The German Renewable power developer ABO Wind, has sold the project rights to two photovoltaic solar farms in South Africa, each with a capacity of 100 megawatts.
The buyer, the South African SOLA Group, has already concluded a private Power Purchase Agreement (PPA) for the projects with the mine operator Tronox. According to the investor, these are Africa’s largest renewable energy projects financed through a corporate PPA to date. Most renewable energy projects in South Africa receive a government-subsidised tariff, which is awarded through tenders.
The switch from coal to solar energy for the energy-intensive mining of mineral sands is ground-breaking. In the long term, solar power from the two 100-megawatt projects will reduce the mine operators global CO2 emissions by approximately 13 percent compared to the 2019 baseline. Construction is about to start and SOLA plans to have the projects operational in 2023.
“These project sales are our first major success in South Africa,” says Robert Wagener, the Head of Department at ABO Wind who is responsible for the country. “They are the first projects with which we had started our development activities in South Africa.” The sale agreements had already been signed in 2021. Now that the buyers have reached financial close, the contracts have become binding.

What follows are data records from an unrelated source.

PR #1156, opened 2019-04-11
Chaos test

manjula-chikkanagappa:


src/systemTest/java/com/flightstats/hub/functional/callback/CallbackCache.java
```diff
@@ -1,6 +1,6 @@
-package com.flightstats.hub.callback;
+package com.flightstats.hub.functional.callback;
 
-import com.flightstats.hub.model.WebhookCallbackRequest;
+import com.flightstats.hub.functional.model.WebhookCallbackRequest;
```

“We are proud that the projects are now fully South African owned and financed, built, operated, and managed here in the country,” says Chris Haw, Co-founder and Executive Director of the SOLA Group. The SOLA Group is a vertically integrated Independent Power Producer and a supplier of clean energy solutions to private companies in Africa.
ABO Wind has a 16 man-strong personnel in the Cape Town headquarters of its South African operations. The company has been active in Africa’s most industrialized country since 2018 and is currently working on a pipeline of wind and solar projects with a total capacity of 4,000MW.
South Africa leads the African continent with 2,100MW of installed solar and 2,900MW of wind power capacity. In 2021, 515MWs of wind energy capacity were added – despite the restrictions of the pandemic, which hit the country particularly hard. The government is aiming for further rapid expansion of renewables. Significant growth is also on the horizon for photovoltaics. To counter the energy crisis, President Ramaphosa recently doubled the volume of the upcoming tender for wind energy to 3,200MW, and another 1,000MW will be tendered for photovoltaic projects. ABO Wind is preparing several projects to participate in the upcoming tenders.